The idea, he added, is to understand earlier how the APP protein, "essential to neurons" (brain cells) under normal conditions, "undergoes a different treatment" over time.
Justifying the purpose of the study, Luísa Lopes mentioned the high failure rate of treatments for Alzheimer's disease because they affect the beta amyloid protein and that the disease Is already manifested and that the neurons are dying.
The study will be performed in mice and with neuronal samples obtained from cutaneous cells of young and healthy elderly people and sick.
The researcher Nuno Santos, from the University of Minho, told Lusa that the project he is coordinating aims at "supplementing the rehabilitation approaches of patients with vertebromedullary lesions and improving their quality of life. ".
His team will test an exoskeleton – the "fact", as Nuno Santos calls it, which allows patients to "recover some of their motor skills" – in patients with vertebral lesions and followed up in rehabilitation programs in men. Portuguese hospitals. and in Brazil.
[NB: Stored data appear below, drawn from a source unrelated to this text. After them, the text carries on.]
PR #142, opened 2024-12-14
Fix arguments with `values` allowing any value

### LINKED ISSUE #126: Unlisted value fails for option, but passes for argument
## Describe the bug

Given the following `example`:

```ruby
#!/usr/bin/env ruby
require "bundler/setup"
require "dry/cli"

module Foo
  module CLI
    module Commands
      extend Dry::CLI::Registry

      class Start < Dry::CLI::Command
        argument :arg, values: %w(one two)
        option :opt, values: %w(one two)

        def call(arg: nil, opt: nil, **)
          puts "ARG: #{arg.inspect} / OPT: #{opt.inspect}"
        end
      end

      register "start", Start
    end
  end
end

```

The following somewhat unexpected behaviour occurs:

```
example start --opt=one      # ARG: nil / OPT: "one"
example start --opt=three    # ERROR: was called with arguments "--opt=three"
example start one            # ARG: "one" / OPT: nil
example start three          # ARG: "three" / OPT: nil     <-- OOPS
```

The last one should also result in an error IMO.

## My environment

- Affects my production application: NO (but soon :-)
- Ruby version: 3.2
- OS: macOS Ventura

Nuno Santos said that the exoskeleton is controlled by the electroencephalographic signs of the patient, to which a "sensory information" – tactile, visual, including virtual reality, and thermals will also be provided.
The exoskeleton is therefore controlled by the activity of the brain whose cells, the neurons, are "excited" by sensory stimuli.
The winners of the 2018 edition of the Santa Casa Neurosciences Awards were selected by a jury chaired by the doctor and Professor Catarina Aguiar Branco, who chairs the Portuguese Society of Physical Medicine and Rehabilitation, one of the partner entities of initiative.